Given that both algebra and statistics are fundamental to scientific and mathematical literacy, the knowledge gained will contribute to improving algebra and statistics instruction. The knowledge gained also will help us to harness the power of gesture in effective instructional communication.
Gesture plays a substantial role in comprehension in instructional settings, both for native speakers and for second language learners. Some studies have shown roughly double the learning (i.e., twice as many students demonstrating deep learning, or success on roughly twice as many posttest items) after lessons with gestures than after lessons without gestures. However, prior work has not systematically varied teachers’ gestures to identify what is most effective for student learning.
This work will provide an empirical basis for recommendations about how teachers in two very distinct communities—K-12 mathematics and higher education statistics for the social sciences—can use gestures effectively.
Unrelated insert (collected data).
PR #4, opened 2026-04-01
feat: add claw mode (SaFE RayJob) support to inference-optimization s…

xiaofei-zheng:
…kill

Merge local-dev runtime/GEAK changes into PRISM architecture:

- Add dual execution mode: Local (Cursor IDE) + Claw (SaFE RayJob multi-node)
- Add Iron Rules IR-1~IR-8 (parallel GEAK, no pre-edit, mandatory integrate, safe kills, exec_on_gpu, RayJob kind, patch_inductor --target-file)
- Add GEAK & Tooling Constants table (step_limit=150, image selection)
- Add [CLAW MODE] blocks to all 9 action files (setup, baseline, profile, backends, params, kernel-opt, integrate, sweep, report)
- Add GEAK prompt rules: 4 mandatory items (kernel path, repo path, heterogeneous mode max_rounds=3, 1.5x speedup target)
- Add modes/LOCAL.md and modes/CLAW.md supplementary docs
- Add scripts: executor.sh, ray_submit.py, patch_inductor.py
- Update common.sh: MODE detection, SERVER_KILL_WAIT_S variable
- Update KNOWLEDGE-BASE.md: Qwen3-30B full loop +27.6%/+27.8%
- Update GEAK-INFERENCE-KERNEL.md: prompt rules, validation checklist
- Clean /shared_nfs/xiaofei paths from README.md

PRISM core (DFS orchestrator, heuristic scoring, LLM parallel race, KB RAG, state schema) unchanged.

Made-with: Cursor


.cursor/skills/inference-optimization/SKILL.md
```diff
@@ -109,6 +253,18 @@ the default starting structure — the agent should actively look for opportunit
...
+
+**This skill runs end-to-end without human confirmation.** Do NOT ask the user before:
+- Creating/stopping RayJob on SaFE (claw mode)
+- Running baseline/profiling scripts via Ray (claw mode) or locally
+- Submitting GEAK tasks
+- Killing/restarting servers (inside RayJob or locally)
+- Patching kernels (Inductor cache or source files)
+- Reverting failed patches
+
+Execute the full DFS pipeline autonomously. Present only the **final optimization report** to the user.
```
nehaprakriya: This leads to the agent skipping steps because it is in a hurry to finish and just provide **only** the report. Instead, we should stress that it needs to focus on reproducibility with each new optimization, have a standalone repo with all the patches and changes that can be separately evaluated by us. We can retain just one sentence about not asking anything, but it skips steps like KB lookup when I tested this on cursor.

nehaprakriya (commented):
We need to separate out the local and claw modes. When tested locally, I noticed that the agent keeps getting confused with the tasks allowed in different modes, and it said it is having "cognitive overload". The intermittent [CLAW] [LOCAL] blocks can be confusing, and I don't think LLMs are good at solving if-else style problems. The overload leads to the agent skipping steps and the output / steps differ when running this version vs the version in main. It would be better if we had separated, clearer instructions. It might also be easier to maintain over time.

PR #9, opened 2026-04-03
README: add Magpie/Apex/Intellikit references for TraceLens and OOB k…

sinarafati-amd:
update readme


nehaprakriya:
Hi, I added magpie to the readme as requested

PR #149, opened 2026-05-09
Create Weekly Issue Report

arsalanfrq-a11y:
Adding an action to create weekly report on statistics for the issues created, resolved and are still actively worked on.


chaojhou (changes requested):
**Markdown rendering will break (lines 74–104)**

The `summary` f-string sits inside a function + python heredoc + YAML `run` block, so every line ends up with ~10 leading spaces. Markdown treats 4+ leading spaces as a code block, which will collapse the headings, tables, and `---` separators once it's written to `$GITHUB_STEP_SUMMARY`.

Suggested fix: wrap the final string with `textwrap.dedent(...)`, or rewrite the f-string flush-left (no indentation).

chaojhou (approved):

PR #176, opened 2026-05-11
fix(inference-optimizer): harden runtime environment setup

lishuoshuo-amd:
Ensure Hyperloom generates pod-local runtime config and fails fast instead of falling back to stale GEAK or kernel-agent defaults.


ZhengGong-amd (approved):
No modification to actionable code and prompt, safe for merge.

PR #198, opened 2026-05-13
Update README setup instructions

lishuoshuo-amd:


ZhengGong-amd (approved):
Limited modification, no effect on actionable files. Approved.

PR #199, opened 2026-05-13
fix(kernel-agent): harden backend auth

lishuoshuo-amd:


ZhengGong-amd (approved):
Validated by Shuoshuo Li

PR #228, opened 2026-05-15
docs: streamline README §Quickstart

lishuoshuo-amd:
- Step 1: replace docker run snippet with two explicit setup paths
- Step 2: simplify path table; drop operator-only env vars
- Step 4: use env var placeholders in prompt examples
- .env.template: fix SAFE_API_KEY prefix comment (sk- -> ak-)


ZhengGong-amd (approved):
limited revision, approved.

PR #234, opened 2026-05-16
fix(install): /opt/venv preference + torch-wheel gate + missing robustness_monitor template (#232, #233)

### LINKED ISSUE #232: inference_optimizer/scripts/install.sh: stale PYTHON wins over /opt/venv, no ROCm-torch gate, blanket --break-system-packages
Hit this on a fresh MI355X pod (`gfx950 × 8`, ROCm 7.0.0, `/opt/venv/bin/python` with full ROCm stack present, `/sgl-workspace/{aiter,sglang,...}` checkouts present). `bash inference_optimizer/scripts/install.sh` failed in two stages and quietly produced a broken install before I caught it. Three problems chained, all in `install.sh` lines ~90–140.

### 1. `resolve_python()` honours a stale caller-supplied `$PYTHON` over `/opt/venv/bin/python`

```bash
resolve_python() {
  if [ -n "${PYTHON:-}" ] && [ -x "$PYTHON" ]; then
    return 0
  fi
  if [ -x "/opt/venv/bin/python" ]; then
    PYTHON="/opt/venv/bin/python"
    return 0
  fi
  ...
}
```

If the caller has any `PYTHON` exported (e.g. from a previous shell, or my workaround venv), it wins — even when `/opt/venv/bin/python` exists with the canonical hyperloom ROCm stack. On hyperloom containers the safer default is the other way round: prefer `/opt/venv/bin/python` and require an explicit opt-out (e.g. `INFERENCE_OPTIMIZER_FORCE_PYTHON=1`) to override. Otherwise a stale `PYTHON` silently sends `pip install -e .[test]` into the wrong interpreter.

### 2. No ROCm-torch sanity gate after `pip install -e .[test]`

`.[test]` pulls in `torch` as a transitive dep. On a freshly-created venv (which is what I had after working around problem 3 below), stock PyPI `torch` resolves to **NVIDIA cu130** wheels (`torch 2.12.0+cu130, hip=None, is_available=False`). The install completes "successfully", and the failure surfaces only later when `kernel-agent/scripts/install.sh` runs the GEAK RAG index build:

```
[kernel-agent] building RAG index ... on device=cuda ...
RuntimeError: Found no NVIDIA driver on your system. Please check that you have an NVIDIA GPU ...
```

The auto-detect that picked `device=cuda` is correct for ROCm torch (PyTorch ROCm uses the CUDA API surface) — the fault is upstream: torch was the wrong wheel and we never noticed. A post-install assertion that `import torch; torch.version.hip is not None` on ROCm pods (or `is_available()` succeeds) would fail fast with an actionable message instead of leaving operators with a broken install.

### 3. Blanket `--break-system-packages` regardless of pip version

```bash
if "$PYTHON" - <<'PY' 2>/dev/null
import sys
raise SystemExit(0 if sys.prefix == sys.base_prefix else 1)
PY
then
  PIP_EXTRA=(--break-system-packages)
fi
```

`--break-system-packages` was added in **pip 23.0.1**. On stripped pods that ship pip 22.0.2 (mine did), the very first `pip install` call dies before anything is installed. Detect-and-surface would be cleaner: if pip < 23.0.1 AND we'd append the flag, fail with "upgrade pip OR re-run inside a venv" instead of running pip with an unsupported flag.

### Repro

1. Fresh MI355X pod, `/opt/venv/bin/python` has the ROCm stack, system pip is 22.0.2.
2. `bash inference_optimizer/scripts/install.sh` (no env exports).
3. Hit problem 3 → workaround: create `$USER_DATA_PATH/venv` and re-run with `PYTHON=$USER_DATA_PATH/venv/bin/python`.
4. Install "succeeds" silently with NVIDIA cu130 torch (problem 1 + 2). Discovered later when GEAK RAG build crashed.

### Suggested direction

* `resolve_python()`: prefer `/opt/venv/bin/python` when present, with an `INFERENCE_OPTIMIZER_FORCE_PYTHON=1` escape hatch.
* Export `PYTHON` and prepend its `bin/` to `$PATH` before chaining to `kernel-agent/scripts/install.sh` so its bare `python3 -m pip` calls hit the same interpreter (currently it falls back to whatever `python3` resolves to on `$PATH`).
* Post-install gate: on hosts where `rocm-smi` works, assert `torch.version.hip is not None` on the chosen `PYTHON` and fail with a clear message naming the ROCm wheel index (`https://download.pytorch.org/whl/rocm6.0`) and the `/opt/venv` opt-in.
* Old-pip detection block: only append `--break-system-packages` when pip ≥ 23.0.1; otherwise fail clearly.

Happy to take a small PR if helpful.

### LINKED ISSUE #233: SKILL.md references optimizer_runs/robustness_monitor.sh.example, but the file isn't in the repo
`inference_optimizer/SKILL.md:695-700` instructs operators to `cp` a robustness-monitor template from the repo and run it as a `setsid nohup` watchdog:

```bash
cp "$REPO_ROOT/optimizer_runs/robustness_monitor.sh.example" \
   "$RUN_DIR/robustness_monitor.sh"
chmod +x "$RUN_DIR/robustness_monitor.sh"
setsid nohup bash "$RUN_DIR/robustness_monitor.sh" \
  > "$RUN_DIR/robustness_monitor_$(date +%Y%m%d_%H%M%S).log" \
  2>&1 < /dev/null &
```

The source file (`$REPO_ROOT/optimizer_runs/robustness_monitor.sh.example`) doesn't exist on `main`. `optimizer_runs/` directory isn't tracked either. `git log --all --diff-filter=D -- '*robustness_monitor*'` returns empty, so it wasn't deleted — it was never landed. Other `.example` files referenced by the codebase do exist (`deploy/local/OOB/env.example`, `inference_optimizer/scripts/setup_env.sh.example`), so this looks like a doc / asset gap, not a deliberate removal.

Symptom on a clean clone: any operator following SKILL.md literally hits

```
cp: cannot stat '.../optimizer_runs/robustness_monitor.sh.example': No such file or directory
```

and skips the watchdog. For a 24h budget that's the difference between auto-resume on optimizer crash and silent stall.

### Two unrelated docstring references (informational only)

`inference_optimizer/paths.py:225` and `inference_optimizer/session_paths.py:206` both mention `robustness_monitor*.log` as session-tail artefacts. Those are fine — they're describing where the monitor's log lands, not pointing at the missing template. The only operational caller is the SKILL.md `cp` above.

### Suggested fix

Either:

* (a) Add `optimizer_runs/robustness_monitor.sh.example` to the repo. The script is short (~25 lines, see SKILL §Robustness Monitor for the contract: poll `state.json` every 300 s, exit on terminal `stop_reason`, auto-resume via `--resume` on optimizer crash). I can submit a small PR with the template if helpful.
* (b) Update SKILL.md:695 to point at the actual source of the script (e.g. inline it, or reference an external location), and remove the `cp` step.

(a) seems cleaner because operators following the SKILL today end up writing the monitor inline anyway, which makes the script un-versioned and inconsistent across runs.

rodosingh:
Closes #232, closes #233.

Both bugs hit the same fresh MI355X pod and chain into each other — operator runs `bash inference_optimizer/scripts/install.sh`, the install "succeeds" but with the wrong torch wheel, then the GEAK RAG step explodes with `Found no NVIDIA driver`; even after that's worked around, the SKILL.md `cp` for the robustness monitor fails because the template was never in the repo. So bundling them.

### 1. `fix(install.sh): prefer /opt/venv ROCm stack, gate torch wheel, detect old pip (#232)`

Four changes in `inference_optimizer/scripts/install.sh`:

* `resolve_python()` prefers `/opt/venv/bin/python` over a caller-supplied `$PYTHON` when both exist (escape hatch: `INFERENCE_OPTIMIZER_FORCE_PYTHON=1`). Stops a stale ambient `$PYTHON` from silently bypassing the canonical ROCm stack.
* Exports `$PYTHON` and prepends its `bin/` to `$PATH` before chaining to `kernel-agent/scripts/install.sh`. That installer's own `_resolve_magpie_python` is correct, but its bare `python3 -m pip` calls fall through to `$PATH` resolution — without this, the two installers can land in different interpreters.
* New `ensure_torch_compatible_with_gpu` step. On hosts where `rocm-smi` works, asserts `torch.version.hip is not None`. Two failure modes surfaced separately: torch missing entirely (next `pip install -e .[test]` would pull NVIDIA cu130 from PyPI) and torch-built-against-CUDA (RAG step crashes at `torch._C._cuda_init()`). Both fail with three actionable fixes; both honour `INFERENCE_OPTIMIZER_SKIP_TORCH_GATE=1`.
* Old-pip detection. `--break-system-packages` was added in pip 23.0.1 and is rejected as unknown by older pips. Probe `pip install --break-system-packages --help` before adopting; if unsupported, fail fast with three options (use `/opt/venv`, create a venv, upgrade pip) instead of running pip with an unknown flag.

### 2. `fix(SKILL): ship optimizer_runs/robustness_monitor.sh.example template (#233)`

Adds `optimizer_runs/robustness_monitor.sh.example`, the template `inference_optimizer/SKILL.md:695` already tells operators to `cp` from. The script was never in the repo (`git log --diff-filter=D` empty for the path); SKILL.md had been pointing at a file that didn't exist. Behaviour matches SKILL §Robustness Monitor for Long Runs verbatim: poll `state.json` every 300s, exit on terminal `stop_reason`, auto-resume via `inference_optimizer optimize --resume` when the optimizer disappears from `/proc`.

Polish vs the inline scripts operators have been hand-writing during the gap:
- Required (`PID_FILE`, `REPO_ROOT`) and optional (`MAX_HOURS`, `TARGET_GAIN`, etc.) envs documented in the header with defaults shown; SKILL invocation pattern reproduced inline.
- `: \"\${PID_FILE:?...}\"` preflight fails fast with a clear message instead of letting `set -u` cascade into a generic "unbound variable" later.

`.gitignore` adjustment: `optimizer_runs/` is the runtime per-session output and stays ignored, but the bare directory rule prevents git from recursing — switching to `optimizer_runs/*` + `!optimizer_runs/robustness_monitor.sh.example` keeps everything else ignored while letting this one tracked template through.

## Test plan

- [x] `bash -n` passes on both `inference_optimizer/scripts/install.sh` and the new `.example`.
- [x] All 4 install.sh fixes exercised in 4 dry-run scenarios on the live pod (reported in the original repro session): stale-PYTHON wins fail, FORCE_PYTHON opt-out works, torch-gate fails with actionable message on bare interpreter, fresh shell auto-picks `/opt/venv`.
- [x] `optimizer_runs/robustness_monitor.sh.example` is the same script that ran healthily as PID 22949 on the live pod (multiple resume cycles observed) — adapted only for header docs + preflight-env validation.
- [x] Re-run `install.sh` on a fresh MI355X pod with no env exports: confirm it auto-picks `/opt/venv/bin/python`, torch gate passes, RAG index build succeeds, no `--break-system-packages` invocation.
- [x] Re-run on a fresh ROCm pod with bare `/usr/bin/python3` + no `/opt/venv`: confirm torch gate fails with the three-option message instead of letting `pip install -e .[test]` pull the NVIDIA wheel.

### DIFF
--- a/.gitignore
+++ b/.gitignore
@@ -20,8 +20,13 @@ venv/
 trace_rank*.json
 .rocprofv3/
 
-# Optimization run artifacts
-optimizer_runs/
+# Optimization run artifacts (runtime per-session output; ignored). One
+# tracked exception: the .example template SKILL.md tells operators to
+# `cp` from at session start. Use ``optimizer_runs/*`` (not the bare
+# ``optimizer_runs/`` directory) so git still recurses into the dir
+# and the negation pattern below can re-include the .example file.
+optimizer_runs/*
+!optimizer_runs/robustness_monitor.sh.example
 optimization_logs/
 optimization_reports/
 optimized_versions/
--- a/inference_optimizer/scripts/install.sh
+++ b/inference_optimizer/scripts/install.sh
@@ -89,16 +89,24 @@ run() {
 }
 
 # --- 0. Resolve PYTHON ---
-# Prefer the existing PYTHON env (callers may have already pinned it),
-# then /opt/venv/bin/python (default for hyperloom containers), then
-# whatever python3 is on PATH. We do NOT hardcode /opt/venv/bin into
-# subsequent PATH; we only use this binary to drive `pip install`.
+# On hyperloom / sgl-workspace containers the canonical ROCm stack lives in
+# /opt/venv (preinstalled torch+rocm, sglang, vllm, aiter, sgl_kernel,
+# triton, Magpie, inference_optimizer, claude_agent_sdk, ray). Always
+# prefer that interpreter — bare-image PYTHONs (e.g. /usr/bin/python3) on a
+# ROCm pod silently pull plain `torch` from PyPI on `pip install -e .[test]`,
+# which is the NVIDIA CUDA wheel and crashes downstream RAG / baseline
+# steps with "Found no NVIDIA driver". Operators who really need a custom
+# interpreter can opt out with INFERENCE_OPTIMIZER_FORCE_PYTHON=1.
 resolve_python() {
-  if [ -n "${PYTHON:-}" ] && [ -x "$PYTHON" ]; then
+  if [ -x "/opt/venv/bin/python" ] && [ "${INFERENCE_OPTIMIZER_FORCE_PYTHON:-0}" != "1" ]; then
+    if [ -n "${PYTHON:-}" ] && [ "${PYTHON}" != "/opt/venv/bin/python" ]; then
+      log "preferring /opt/venv/bin/python over PYTHON=${PYTHON} (canonical ROCm stack)"
+      log "  set INFERENCE_OPTIMIZER_FORCE_PYTHON=1 to honor PYTHON verbatim"
+    fi
+    PYTHON="/opt/venv/bin/python"
     return 0
   fi
-  if [ -x "/opt/venv/bin/python" ]; then
-    PYTHON="/opt/venv/bin/python"
+  if [ -n "${PYTHON:-}" ] && [ -x "$PYTHON" ]; then
     return 0
   fi
   if command -v python3 >/dev/null 2>&1; then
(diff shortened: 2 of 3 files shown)


ZhengGong-amd:
Thanks for putting this together — both fixes are valid and the repro write-up is really helpful. Two notes on our side:

1. install.sh changes (commit 1) — already addressed in parallel

No objection to the direction here. We've actually landed an equivalent fix on our end already: the install script no longer relies on hard-coded interpreter paths and instead auto-resolves the Python/venv at runtime, and --break-system-packages is no longer required (or unconditionally passed) — so the old-pip failure mode you hit is gone. The behavior should converge with what this PR is targeting; we can either rebase your commit on top to confirm parity, or drop commit 1 in favor of the version already on main. Either is fine with us.

2. robustness_monitor.sh.example template (commit 2) — fine to land, but heads-up on churn

The fix itself is correct — SKILL.md has been pointing at a file that doesn't exist, and shipping the template unblocks operators today. Happy to take it as-is.

That said, I want to flag that the robustness agent is getting a substantial overhaul in the next release, with a number of new capabilities, and that work will likely rewrite or replace large portions of the script this PR adds (along with the corresponding .gitignore carve-out and the SKILL.md section). So the template you're shipping here will probably be short-lived.

We're still happy to merge it now to fix the immediate broken-link issue for users on the current release — just want to make sure you're OK with the fact that it'll be churned shortly after. Does that work for you, or would you rather hold commit 2 and fold it into the upcoming robustness-agent PR instead?

Thanks again for the careful breakdown and the live-pod validation.

ZhengGong-amd:
The installer works fine:

image

rodosingh:
Thanks — rebased both commits on latest \`origin/main\` (a2c29a7f).

**Re commit 1 (install.sh):** rebased rather than dropped. Reading current main's \`install.sh\`, the changes here are still substantive vs what's already there:

- \`resolve_python()\` flips the preference order (PYTHON env → /opt/venv) to (/opt/venv → PYTHON env), with \`INFERENCE_OPTIMIZER_FORCE_PYTHON=1\` to opt back to the old order. This is what avoids the trap reported in #232 where a stale \`PYTHON=/usr/bin/python3\` from a prior shell silently bypasses the ROCm stack.
- \`ensure_torch_compatible_with_gpu()\` is entirely new — fail-fast guard for torch missing or CUDA-built on a ROCm pod.
- \`PATH\` thread + \`export PYTHON\` so the chained kernel-agent installer's bare \`python3 -m pip\` lands in the same interpreter.
- Pip-too-old detection on the \`--break-system-packages\` branch.

If you'd prefer I drop these in favor of further main-side work, happy to — but I'd value the torch-gate landing somewhere since it's the bit that turns a silent install-success-then-runtime-CUDA-crash into a clear preflight error.

**Re commit 2 (robustness_monitor template):** keeping it — operators on the current release need the broken-link fix today, and I'm fine accepting that the upcoming robustness-agent rewrite will replace large portions of it. Happy to coordinate with that PR's author when it lands so the rewrite supersedes cleanly.

ZhengGong-amd:
Thanks for your rapid response! 
Please do a full run and report the installation behavior.

ZhengGong-amd (commented):
The !optimizer_runs/robustness_monitor.sh.example will be ignored. Is that designed by purpose?

rodosingh:
> The !optimizer_runs/robustness_monitor.sh.example will be ignored. Is that designed by purpose?

Yes, beacuse `optimizer_runs/` folder contains some *.log files which generates during run.

ZhengGong-amd (approved):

Our previous research has shown that teachers can intentionally alter their gestures after a brief tutorial about the importance of teachers’ gestures. Instructionally effective gestures are thus an inexpensive and potentially valuable tool that practicing teachers could add to their 'toolkit' of methods for effective communication. This research should also provide an empirical basis for recommendations about gesture and grounding for designers of video and on-line learning materials, which are becoming increasingly prevalent as methods of delivering instruction.
Finally, this work has the potential to contribute to our basic understanding of learning and instruction from an embodied perspective. We gain further understanding of the cognitive processes underlying mathematical understanding by experimentally manipulating the ways in which relations between mathematical ideas are conveyed in instruction, and exploring the consequences for learning.